## Provided data
▬▬▬▬▬▬

PR #678, opened 2022-08-19
fixing healthcheck liveness probe protocol for port/path

ryan-cahill:
Undoes the change [here](https://github.com/architect-team/architect-cli/pull/676/files#diff-c501db4ece42dfe6ff2e5e68da3e74b84a44bb1e6e14bbb53fc920376a11bc0cR183) as a liveness probe shouldn't be using HTTPS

▬▬▬▬▬▬

## Work to complete
Extract each line from the listing above, please, and repeat it exactly.

## Exercise answer
PR #678, opened 2022-08-19
fixing healthcheck liveness probe protocol for port/path

ryan-cahill:
Undoes the change [here](https://github.com/architect-team/architect-cli/pull/676/files#diff-c501db4ece42dfe6ff2e5e68da3e74b84a44bb1e6e14bbb53fc920376a11bc0cR183) as a liveness probe shouldn't be using HTTPS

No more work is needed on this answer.